Quite how we distort the debate Weigel does not say. He does not address our arguments—other than to suggest that some of us are a bit hung up on immigration—but then why should he? He is not writing for lunatics. He is writing for the sane folk of the Hinged Right, the people who said the Iraq war would be a cakewalk, a slam dunk, over in two shakes of a lamb’s tail. His target audience will not be disappointed. In support of his stand, Weigel quotes the usual suspects: Victor Davis Hanson, Melanie Phillips, Winston Churchill, Walter Laqueur, Max Boot, Adam Garfinkle, Richard John Neuhaus, David Gelertner, Mark Steyn, and Bernard Lewis. (“Bernard Lewis is, as usual, a wise guide here…”)
But let’s not snigger. If there are stretches of Faith, Reason, and the War Against Jihadism that are about as subtle and convincing as Fess Parker at the Alamo, there are also passages that are really rather good. Weigel is in the mood for love, or at least for interreligious dialogue.

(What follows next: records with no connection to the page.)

PR #392, opened 2021-02-13
Track require dependencies in parser (Cherry picks from #362)

hishamhm:
This PR contains the parser changes that track `require` calls as it parses, plus other minar changes outside of `tl` and `spec/cli`from #362.

@euclidianAce I have the commit that exposes `require_module` ready as well, but I chose not to add it because I wanted to discuss that a bit further: is it really necessary? From what I could follow in #362 it seems it was exposed in order to do "preload modules" outside of `tl.process`. I'm thinking it might make more sense to move the "preload modules" functionality into `tl.init_env` instead, what do you think?

### DIFF
--- a/spec/api/parse_program_spec.lua
+++ b/spec/api/parse_program_spec.lua
@@ -1,0 +1,17 @@
+local tl = require("tl")
+
+describe("tl.parse_program", function()
+   it("returns a list of all require arguments", function()
+      local tl_code = [[
+         require("foo")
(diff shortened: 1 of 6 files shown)


euclidianAce:
> I'm thinking it might make more sense to move the "preload modules" functionality into tl.init_env instead, what do you think?

Yes! that would make it much easier for things not using the `process` functions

He advocates a public policy, to quote the jacket, that “meets the challenge of jihadism forthrightly while creating the conditions for a less threatening, more mutually enriching encounter between Islam and the West.” When you are losing a war, you sue for peace. Not that Weigel admits that the war is being lost, of course, but he and his neocon pals know that they must come up with a new narrative to justify their support for military action in Afghanistan and Iraq.

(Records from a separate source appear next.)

PR #395, opened 2021-02-14
Fix Teal Playground link

bew:
Otherwise the link generated by Github is `https://github.com/teal-language/tl/blob/master/teal-playground.netlify.app` which obviously doesn't exist


hishamhm:
Oops! Thank you!!

PR #398, opened 2021-02-18
Make function types look less compact

pdesaulniers:
This PR tweaks the output of `show_type_base` for function types. It makes the type strings look more evenly spaced.

Before:
```lua
function(number,function(number,{string : string})):string,number
```
After:
```lua
function(number, function(number, {string : string})): string, number
```


hishamhm:
@pdesaulniers merged! :+1:

PR #537, opened 2026-08-19
Count PHP-registered field groups in Site Health

### LINKED ISSUE #456: Site Health never counts PHP-registered field groups ('PHP' vs 'php' comparison); legacy site-health class is dead code
## Description

1. **PHP-registered field group count is always 0.** The Site Health data counts PHP field groups with `'PHP' === $field_group['local']`, but `acf_add_local_field_group()` registers groups with `'local' => 'php'` (lowercase). The comparison never matches. The live class has this bug at `src/Site_Health/Site_Health.php:520`; the same comparison exists in the legacy `includes/class-acf-site-health.php:340`.
2. **`includes/class-acf-site-health.php` appears to be dead code.** The plugin only instantiates `SCF\Site_Health\Site_Health` from `src/`. The legacy class additionally treats `acf_get_post_types()` / `acf_get_taxonomies()` (which return name strings) as arrays (`$post_type['local']` at `:253-254`), making its counts meaningless — further evidence it is unused and could be removed rather than fixed.

## Reproduction

Repro test in #450: `tests/php/includes/test-class-acf-site-health.php` (`php_field_groups` asserted `'0'` with a PHP-registered group present, carrying the NOTE comment).

## Suggested fix

Case-insensitive compare (or compare against `'php'`) in `src/Site_Health/Site_Health.php`; remove the legacy `includes/class-acf-site-health.php` after confirming nothing external instantiates it.

Found during the 2026-06 test campaign (see PR #450).

faisalahammad:
## Summary

`acf_add_local_field_group()` registers field groups with `local => 'php'` (lowercase), but the Site Health debug info counted PHP-registered groups by matching the uppercase value `'PHP'`. The comparison never matched, so "Registered Field Groups (PHP)" always reported 0.

Changes in this PR:
- Fix the comparison in `src/Site_Health/Site_Health.php` to match the lowercase `'php'` value, consistent with the JSON count which already uses `'json'`.
- Remove the dead legacy `ACF_Site_Health` class (`includes/class-acf-site-health.php`). It was never loaded by the plugin bootstrap and also carried the same bug plus unrelated latent bugs.
- Replace its legacy-only test with `tests/php/src/test-site-health.php`, which covers the production class and locks in the corrected PHP field group count.

## Test plan

- `composer test:php` passes, including the new regression test that asserts PHP-registered groups are counted (not `'0'`).
- PHPStan and PHPCS are clean on the changed files.
- Manual check: register a field group via `acf_add_local_field_group()` in code, open Tools > Site Health > Info > Secure Custom Fields, and confirm "Registered Field Groups (PHP)" shows the expected non-zero count.

Closes #456

## Use of AI Tools

This pull request was created with the assistance of AI coding tooling (Claude Code). All changes have been reviewed and I take responsibility for what the tooling produced.


faisalahammad:
Please rerun the failed jobs for PR #537. The three E2E shards timed out while installing Playwright browsers, before any tests ran. The rerun command requires repository-admin permission.

Issue #156, opened 2025-05-20
Migrate the SCF post editing pages to leverage Core Components


priethor:
SCF currently uses custom PHP form and field helper functions to build interfaces for creating and editing Field Groups, Post Types, Taxonomies, and Options Pages post types. This project aims to rebuild the SCF's post types editing logic (`post.php`) by leveraging native WordPress components such as DataForms and other core UI elements. The goal is to modernize and simplify these editing pages, improving maintainability and user experience by aligning with WordPress core design patterns.

### Additional Context
  - It should be started after #142 begins.  
  - It should be implemented with reusability in mind, e.g., to integrate them in the block editor for quick editing.
  - We should start with Taxonomies, as it is closely related to #155 and simpler than other types.
  - It should be introduced as an opt-in Beta feature.

### Tasks

- [ ] Migrate the Taxonomies editing page to native components
- [ ] Migrate the Field Groups editing page to native components
- [ ] Migrate the Post Types editing page to native components
- [ ] Migrate the Options Pages to native components
- [ ] Explore embedding these in the Editor, for example to Edit Taxonomies as in #155

Issue #142, opened 2025-05-20
Migrate Admin Listing Pages (edit.php) to DataViews


priethor:
The plugin currently provides users with several index pages: Field Groups, Post Types, Taxonomies, Options Pages, and listings for every Custom Post Type created through the plugin. To modernize these experiences and align with WordPress core’s direction, all of the plugin’s listing pages should be migrated to DataViews. This will provide a more user-friendly and visually appealing interface, richer out-of-the-box features, and reduce future maintenance burden.

### Additional Context

- **Dependencies:** Heavy dependence on the dataviews component. Since `@wordpress/dataviews` is not actively worked on, it should be based on the more active [`@automattic/dataviews` fork](https://www.npmjs.com/package/@automattic/dataviews).
- **Considerations:**
  - These pages will initially be opt-in as a Beta Feature.
  - Check the implications this change has on plugins that extend SCF.
- **Future iterations:** Implement quick-edit

PR #546, opened 2026-09-22
feat(taxonomy): add opt-in DataForm editor

faisalahammad:
Adds an opt-in beta feature that renders the taxonomy editor Basic Settings with DataForm instead of the classic PHP fields. This is the first slice of #156 and covers taxonomies only, as the issue suggests. Field groups, post types and options pages are follow-ups.

The classic Basic Settings markup stays in the page and is hidden only after the editor mounts. That keeps the Post Types selector, the Advanced Configuration toggle, the taxonomy key slugification and any `acf/taxonomy/basic_settings` additions working, and it means a script failure leaves the original fields usable. Saving is untouched: the existing nonce, capability check, AJAX key validation and `acf_update_internal_post_type()` are still the only write path.

The editor uses `@wordpress/dataviews` and is limited to WordPress 7.0 and above, where the package is available. Note that #142 mentioned `@automattic/dataviews` back in May 2025, while the current WordPress docs use `@wordpress/dataviews`. Happy to switch if the listing work in #142 lands on the other package.

How to test:

1. Go to Field Groups > Beta Features and enable Taxonomy Editor.
2. On WordPress 7.0 or above, edit a taxonomy. The Plural Label, Singular Label, Taxonomy Key, Public and Hierarchical fields are now rendered by DataForm.
3. Change those fields and save. The values persist on reload.
4. Turn a toggle off and save, for example make a public taxonomy private. It stays off after reload.
5. Confirm Post Types and Advanced Configuration still work.
6. Disable the beta feature, or run WordPress below 7.0. The classic form shows again.

Two things worth knowing before review: the taxonomy key slugifies on blur of the classic singular label field, which is now hidden, so editing only the DataForm label will not auto-fill the key. The key is still editable in DataForm and saves as typed. Built assets are gitignored, so a source checkout needs `npm run build` before the editor loads.


faisalahammad:
## CI Fix Summary

Updated `tests/e2e/fixtures.js` to support the WordPress trunk preview menu label change.

- Handles both `View` and legacy `Preview` editor buttons.
- Matches both `Preview in new tab` and `Preview (opens in a new tab)` menu labels.
- Fixes the WP trunk `openPreviewPage()` timeout affecting shards 2/4, 3/4, and 4/4.

Validation: lint, Prettier, and diff checks passed. CodeRabbit was unavailable because the review limit was exhausted and no organization seat is assigned.

Commit: `0f7a15a`

PR #544, opened 2026-09-22
fix(export): register post meta in PHP export

faisalahammad:
Generated PHP now includes `register_post_meta()` calls for fields that are eligible, so exported field groups work with block bindings in block themes without manual registration. Previously the export only emitted `acf_add_local_field_group()` and `register_post_type()`, so block bindings reported the field as not registered and it did not show in the bindings picker.

Closes #384

### What gets registered

A field is exported as post meta only when all of these are true:

- The field group has Show in REST API enabled.
- The field group targets a concrete post type, meaning every location group is a single `post_type == <slug>` rule. Groups with mixed or broader rules are skipped rather than guessed.
- The field is not disabled for bindings, and its field type supports bindings.
- The field type is REST enabled.
- The field resolves to exactly one scalar REST type (`string`, `boolean`, `integer`, `number`). Multi value fields such as checkbox, repeater, gallery, or relationship are skipped, since they cannot be registered as single native meta safely.
- The field name is not a protected meta key (no leading underscore).

The output is added to the existing export as a separate block:

```php
add_action( 'init', function() {
	register_post_meta( 'book', 'book_title', array(
		'single'       => true,
		'type'         => 'string',
		'show_in_rest' => true,
	) );
} );
```

The existing `acf_add_local_field_group()` output is unchanged, so this is additive.

### Files changed

- `includes/acf-field-group-functions.php` - helper functions to resolve concrete post types from location rules, decide which fields can be registered, and build the exported PHP.
- `includes/admin/tools/class-acf-admin-tool-export.php` - prints the post meta block alongside the field group export.
- `tests/php/includes/test-acf-field-group-functions.php` - tests for scalar export, multiple post types, skipped fields, and ambiguous locations.

### How to test

1. Create a field group on a custom post type, for example a `book` post type.
2. Enable Show in REST API for the group and add a text field.
3. Use Tools > Export to generate PHP for that group.
4. Confirm the output contains a `register_post_meta( 'book', ... )` call for the field.
5. Load the exported PHP and open a block theme template. The field should appear in the Block Bindings attributes list.

### Testing done

- `composer test:php` passes: 2947 tests, 22753 assertions.
- `composer lint:php` and the phpcs changed lines check pass on the changed files.
- Full build runs clean.
- Manually verified the exported PHP loads and the field appears in the Block Bindings picker.

## Use of AI Tools

[...]

PR #547, opened 2026-09-22
feat(release): resolve @since version placeholders at release time

### LINKED ISSUE #151: Release management: automatically tag `@since` annotations with the correct version
As of SCF 6.4, every time we add a new APi, we need to manually add the specific version `@since` annotation, which can lead to inaccuracies: if there is a new release before the branch with the new API is merged, its `@since` annotations need to be updated.

SCF should have a placeholder like `{NEXT_MAJOR_VERSION}` that gets replaced with the appropriate version during the release process jobs, so that contributors just need to type `@since {NEXT_MAJOR_VERSION}`.

faisalahammad:
Closes #151

New SCF APIs can now be written as `@since SCF {NEXT_MAJOR_VERSION}` instead of guessing the version number. `composer prepare-release` replaces the placeholder with the real release version after the maintainer enters and confirms it, so annotations stay correct when a release slips and the version changes.

`Since_Resolver` in `bin/class-scf-since-resolver.php` scans `includes`, `src` and `assets/src` for PHP, JS, JSX, TS and TSX files. It only rewrites the token inside an `@since` annotation and normalises the result to `@since SCF <version>`, so legacy `@since ACF ...` tags, versions that are already resolved, and an unrelated placeholder in a string literal are left untouched. The resolver returns the list of changed files and fails loudly if a write does not go through.

The release script calls it right after the changelog confirmation, then regenerates the docs and commits only the resolved source files plus `docs/code-reference` and `docs/bin/manifest.json`. The commit is skipped when nothing changed.

Contributor docs now describe the convention in `docs/contributing/index.md`, and `docs/contributing/releases.md` documents the release step.

Two limits worth knowing: `pro/` is not scanned because it has no `@since` tags today, and the docs generator only parses PHP under `includes`, so a placeholder in `src/` or in JS is rewritten in source but does not show up in the generated code reference.

## Testing instructions

* `composer test:php` (the new `Test_SCF_Since_Resolver` covers placeholder replacement, existing ACF and SCF tags staying put, a bare placeholder outside an annotation being ignored, unsupported file types, and the no-op case)
* `vendor/bin/phpunit --filter Test_SCF_Since_Resolver tests/php`
* `composer lint:php`
* `npm run test:unit`

Manual check: copy the plugin to a temp directory, add `@since SCF {NEXT_MAJOR_VERSION}` to a PHP file under `includes` and a JS file under `assets/src`, then run the resolver against that tree. The new annotations become `@since SCF <version>`, and existing `@since ACF 6.1` and `@since SCF 6.9.5` tags are unchanged.

`bin/` and `tests/` are not part of the release zip, so this change has no effect on the distributed plugin. E2E tests were not run because nothing in the shipped runtime path changed.


faisalahammad:
## CI Fix Summary

The failing E2E checks were not caused by this PR. WordPress trunk renamed the editor preview menu item from "Preview in new tab" to "Preview (opens in a new tab)". The pinned test helper `@wordpress/e2e-test-utils-playwright` (1.32.0) looks for the old exact label, so `editor.openPreviewPage()` timed out.

This is a trunk wide breakage that hits every branch, and it is already fixed on the `fix/384-export-post-meta` branch (PR #544).

### Change

- `tests/e2e/fixtures.js`: the local `editor.openPreviewPage` override stopped calling the upstream helper when the "View" button is visible. It now clicks the View button (or Preview on WP 6.2) itself and matches the menu item with `getByRole('menuitem', { name: /Preview.*new tab/i })`, so both the old and the new label match.

Test only change. No plugin runtime code touched.

### Errors fixed

`TimeoutError: browserContext.waitForEvent: Timeout 10000ms exceeded while waiting for event "page"` at `Editor.openPreviewPage` (preview.ts:27), 39 test cases across WP trunk shards 2/4, 3/4 and 4/4.

### Validation

- `npx wp-scripts lint-js` and Prettier clean
- `npm run test:unit` pass
- `composer test:php` 2948 tests, 22755 assertions, OK
- Targeted PHPStan and PHPCS on changed files pass
- No E2E run locally. CI will confirm the trunk shards on this push.

Refs #547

They don’t dwell on the failures and crimes of the past six and a half years—for example, the slaughter of scores of thousands of innocents, the strengthening of militant Islam, the irreparable damage to Anglo-American prestige, the creation of vast numbers of Christian refugees—but Weigel, at least, concedes that “errors” have been made. The responsibility for those errors rests not with George W. Bush or Tony Blair but with incompetent bureaucrats, feckless allies, poor intelligence, bogus data about civilian casualties, inadequate funding, endless stabs in the back from al-Jazeera, and the “holiday from history” of the Clinton years. Blame everyone except the perps. In Weigel’s estimation, however, there was never any error about the enemy. The war was imperative. According to Weigel, the West faces an existential threat from militant Islam, which is inspired not by genuine grievances but by hatred of freedom and a desire for world domination.
Appeasement is not an option. It never is with intransigent evil. (“The lessons of the 1930s remain salient…”) You know the drill.